──────── Supplied material
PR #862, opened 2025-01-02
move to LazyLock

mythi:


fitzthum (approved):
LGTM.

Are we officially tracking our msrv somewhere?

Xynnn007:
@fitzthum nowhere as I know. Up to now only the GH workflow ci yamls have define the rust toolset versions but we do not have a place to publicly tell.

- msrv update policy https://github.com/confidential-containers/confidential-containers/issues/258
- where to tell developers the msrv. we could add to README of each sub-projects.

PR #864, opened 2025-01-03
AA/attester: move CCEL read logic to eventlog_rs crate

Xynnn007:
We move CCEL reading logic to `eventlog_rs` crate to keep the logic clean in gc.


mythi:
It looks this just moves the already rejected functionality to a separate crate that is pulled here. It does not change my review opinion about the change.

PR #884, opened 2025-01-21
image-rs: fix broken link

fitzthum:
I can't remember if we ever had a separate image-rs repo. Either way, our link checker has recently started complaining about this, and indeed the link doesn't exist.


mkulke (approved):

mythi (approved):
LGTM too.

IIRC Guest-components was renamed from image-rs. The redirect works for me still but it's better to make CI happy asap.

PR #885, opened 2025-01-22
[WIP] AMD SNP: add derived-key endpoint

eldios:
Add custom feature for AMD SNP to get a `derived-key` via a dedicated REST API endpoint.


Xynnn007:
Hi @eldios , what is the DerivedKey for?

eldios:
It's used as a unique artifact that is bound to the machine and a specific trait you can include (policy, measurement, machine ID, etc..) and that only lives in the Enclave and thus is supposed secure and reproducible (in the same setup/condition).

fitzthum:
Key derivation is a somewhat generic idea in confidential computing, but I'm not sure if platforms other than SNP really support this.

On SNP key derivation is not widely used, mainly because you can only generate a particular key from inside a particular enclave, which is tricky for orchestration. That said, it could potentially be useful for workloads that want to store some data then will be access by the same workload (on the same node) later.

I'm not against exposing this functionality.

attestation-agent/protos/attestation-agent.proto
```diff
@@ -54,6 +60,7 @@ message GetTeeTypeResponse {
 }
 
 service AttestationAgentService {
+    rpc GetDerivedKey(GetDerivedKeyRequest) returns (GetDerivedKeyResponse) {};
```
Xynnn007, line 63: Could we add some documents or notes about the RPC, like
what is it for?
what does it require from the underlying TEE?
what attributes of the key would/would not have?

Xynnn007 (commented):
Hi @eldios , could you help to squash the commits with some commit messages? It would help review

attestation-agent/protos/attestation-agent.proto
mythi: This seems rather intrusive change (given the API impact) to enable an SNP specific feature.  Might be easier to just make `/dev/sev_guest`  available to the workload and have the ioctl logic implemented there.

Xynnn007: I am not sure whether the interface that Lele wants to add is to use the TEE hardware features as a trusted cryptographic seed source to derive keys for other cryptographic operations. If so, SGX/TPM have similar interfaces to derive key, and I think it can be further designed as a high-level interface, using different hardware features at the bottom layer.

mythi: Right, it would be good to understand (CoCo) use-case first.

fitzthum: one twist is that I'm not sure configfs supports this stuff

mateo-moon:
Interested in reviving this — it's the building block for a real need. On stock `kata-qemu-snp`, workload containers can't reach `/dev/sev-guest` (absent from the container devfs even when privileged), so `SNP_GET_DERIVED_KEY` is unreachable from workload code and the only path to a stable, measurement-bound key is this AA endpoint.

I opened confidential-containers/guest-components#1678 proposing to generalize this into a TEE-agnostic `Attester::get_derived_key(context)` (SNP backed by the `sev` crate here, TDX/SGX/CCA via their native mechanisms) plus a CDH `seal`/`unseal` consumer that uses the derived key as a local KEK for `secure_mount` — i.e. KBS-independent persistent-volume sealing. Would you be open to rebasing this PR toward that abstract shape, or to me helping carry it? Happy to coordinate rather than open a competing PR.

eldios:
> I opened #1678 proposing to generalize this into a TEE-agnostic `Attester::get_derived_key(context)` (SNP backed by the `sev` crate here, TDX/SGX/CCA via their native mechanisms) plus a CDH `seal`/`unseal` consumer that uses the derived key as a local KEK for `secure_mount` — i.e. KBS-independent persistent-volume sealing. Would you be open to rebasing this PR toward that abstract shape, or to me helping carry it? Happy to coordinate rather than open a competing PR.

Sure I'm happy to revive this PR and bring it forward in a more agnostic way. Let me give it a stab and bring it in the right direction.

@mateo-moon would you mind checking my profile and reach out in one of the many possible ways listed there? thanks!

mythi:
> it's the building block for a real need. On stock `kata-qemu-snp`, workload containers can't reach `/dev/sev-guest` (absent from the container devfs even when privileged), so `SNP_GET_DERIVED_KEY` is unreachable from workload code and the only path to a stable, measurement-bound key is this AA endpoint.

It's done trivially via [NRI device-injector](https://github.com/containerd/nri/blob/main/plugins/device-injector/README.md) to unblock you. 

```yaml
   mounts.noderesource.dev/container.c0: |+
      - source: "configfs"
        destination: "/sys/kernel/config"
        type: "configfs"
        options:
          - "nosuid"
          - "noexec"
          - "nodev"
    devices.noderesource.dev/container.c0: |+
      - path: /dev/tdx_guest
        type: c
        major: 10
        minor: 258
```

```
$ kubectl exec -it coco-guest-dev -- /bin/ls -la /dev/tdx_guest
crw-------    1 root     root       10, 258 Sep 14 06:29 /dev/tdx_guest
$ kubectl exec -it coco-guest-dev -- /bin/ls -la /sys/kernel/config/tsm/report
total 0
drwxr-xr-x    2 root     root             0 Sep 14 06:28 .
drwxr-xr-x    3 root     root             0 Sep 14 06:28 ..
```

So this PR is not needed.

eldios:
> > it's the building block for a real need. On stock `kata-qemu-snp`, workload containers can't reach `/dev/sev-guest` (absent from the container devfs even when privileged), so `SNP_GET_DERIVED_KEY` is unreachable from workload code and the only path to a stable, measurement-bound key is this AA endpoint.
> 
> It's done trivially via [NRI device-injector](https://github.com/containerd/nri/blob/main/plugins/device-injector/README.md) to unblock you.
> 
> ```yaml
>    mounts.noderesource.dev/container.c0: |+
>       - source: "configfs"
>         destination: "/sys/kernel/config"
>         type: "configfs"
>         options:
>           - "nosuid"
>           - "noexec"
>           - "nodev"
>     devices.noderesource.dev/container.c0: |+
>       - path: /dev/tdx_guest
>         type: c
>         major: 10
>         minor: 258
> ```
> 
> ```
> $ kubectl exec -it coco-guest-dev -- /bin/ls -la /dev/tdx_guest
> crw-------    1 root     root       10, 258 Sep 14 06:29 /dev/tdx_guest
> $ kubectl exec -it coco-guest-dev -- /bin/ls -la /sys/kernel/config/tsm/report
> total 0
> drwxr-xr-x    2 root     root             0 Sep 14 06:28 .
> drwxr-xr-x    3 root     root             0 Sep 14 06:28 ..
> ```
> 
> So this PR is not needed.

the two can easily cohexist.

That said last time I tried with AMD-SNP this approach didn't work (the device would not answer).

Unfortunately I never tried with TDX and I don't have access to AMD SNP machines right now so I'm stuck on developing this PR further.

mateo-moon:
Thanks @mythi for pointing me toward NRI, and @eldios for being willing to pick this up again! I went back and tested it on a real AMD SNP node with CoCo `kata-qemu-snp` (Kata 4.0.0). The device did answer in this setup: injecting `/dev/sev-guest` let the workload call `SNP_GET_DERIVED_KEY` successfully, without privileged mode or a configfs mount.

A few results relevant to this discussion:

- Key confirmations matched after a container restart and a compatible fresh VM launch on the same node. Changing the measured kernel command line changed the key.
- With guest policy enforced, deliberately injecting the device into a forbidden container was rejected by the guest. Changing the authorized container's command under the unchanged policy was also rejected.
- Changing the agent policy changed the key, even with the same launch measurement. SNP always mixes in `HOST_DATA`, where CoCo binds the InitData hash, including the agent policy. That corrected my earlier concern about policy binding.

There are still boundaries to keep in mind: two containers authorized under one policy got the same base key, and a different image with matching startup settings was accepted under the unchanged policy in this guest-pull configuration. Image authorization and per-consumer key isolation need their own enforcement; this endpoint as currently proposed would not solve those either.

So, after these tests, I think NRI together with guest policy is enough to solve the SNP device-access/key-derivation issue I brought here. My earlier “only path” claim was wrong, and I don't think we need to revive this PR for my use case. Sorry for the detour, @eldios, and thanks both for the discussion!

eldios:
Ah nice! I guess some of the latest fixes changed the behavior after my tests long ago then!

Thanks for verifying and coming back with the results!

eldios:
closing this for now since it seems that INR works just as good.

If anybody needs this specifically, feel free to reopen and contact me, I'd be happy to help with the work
────────────────
──────── Supplied material
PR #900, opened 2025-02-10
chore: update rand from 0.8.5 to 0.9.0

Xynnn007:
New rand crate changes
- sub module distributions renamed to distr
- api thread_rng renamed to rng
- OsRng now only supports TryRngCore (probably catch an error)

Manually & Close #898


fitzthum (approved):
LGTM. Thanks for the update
────────────────
──────── Supplied material
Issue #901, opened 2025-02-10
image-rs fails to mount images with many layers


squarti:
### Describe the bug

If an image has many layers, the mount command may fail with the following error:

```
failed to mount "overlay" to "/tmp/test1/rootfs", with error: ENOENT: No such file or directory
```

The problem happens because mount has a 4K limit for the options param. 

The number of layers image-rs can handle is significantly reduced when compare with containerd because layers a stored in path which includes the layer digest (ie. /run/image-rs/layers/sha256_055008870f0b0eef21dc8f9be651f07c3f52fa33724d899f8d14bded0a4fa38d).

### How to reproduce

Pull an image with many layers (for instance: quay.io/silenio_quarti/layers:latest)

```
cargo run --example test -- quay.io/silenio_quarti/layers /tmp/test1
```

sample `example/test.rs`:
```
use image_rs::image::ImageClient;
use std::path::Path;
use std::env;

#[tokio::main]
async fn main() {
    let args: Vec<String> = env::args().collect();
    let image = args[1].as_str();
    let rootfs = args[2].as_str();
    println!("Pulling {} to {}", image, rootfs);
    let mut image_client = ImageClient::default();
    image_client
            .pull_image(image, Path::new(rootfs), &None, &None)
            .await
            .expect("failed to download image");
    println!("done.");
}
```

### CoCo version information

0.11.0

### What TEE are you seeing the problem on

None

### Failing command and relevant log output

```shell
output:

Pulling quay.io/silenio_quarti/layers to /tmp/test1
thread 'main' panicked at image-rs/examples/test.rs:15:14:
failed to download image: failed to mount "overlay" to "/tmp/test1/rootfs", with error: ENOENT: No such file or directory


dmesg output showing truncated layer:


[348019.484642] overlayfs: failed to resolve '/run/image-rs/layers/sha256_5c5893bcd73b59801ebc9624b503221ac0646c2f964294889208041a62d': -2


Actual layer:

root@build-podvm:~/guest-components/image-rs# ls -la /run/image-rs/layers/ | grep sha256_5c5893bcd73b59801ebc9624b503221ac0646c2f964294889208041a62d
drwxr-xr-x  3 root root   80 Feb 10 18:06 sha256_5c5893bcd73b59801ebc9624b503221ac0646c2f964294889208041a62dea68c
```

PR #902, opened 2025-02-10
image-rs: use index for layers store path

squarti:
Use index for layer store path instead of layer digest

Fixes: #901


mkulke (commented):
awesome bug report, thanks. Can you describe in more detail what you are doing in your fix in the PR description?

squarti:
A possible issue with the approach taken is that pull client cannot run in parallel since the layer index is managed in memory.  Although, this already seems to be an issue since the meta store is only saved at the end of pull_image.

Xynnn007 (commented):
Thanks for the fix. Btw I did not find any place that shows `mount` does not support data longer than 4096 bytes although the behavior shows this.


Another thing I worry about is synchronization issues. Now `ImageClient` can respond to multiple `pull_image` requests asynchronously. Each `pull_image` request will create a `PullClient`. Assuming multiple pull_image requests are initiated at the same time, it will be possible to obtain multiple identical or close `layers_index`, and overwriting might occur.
────────────────
Where a line in the records above includes the string "place", show it.

**Task result**
@fitzthum nowhere as I know. Up to now only the GH workflow ci yamls have define the rust toolset versions but we do not have a place to publicly tell.
Thanks for the fix. Btw I did not find any place that shows `mount` does not support data longer than 4096 bytes although the behavior shows this.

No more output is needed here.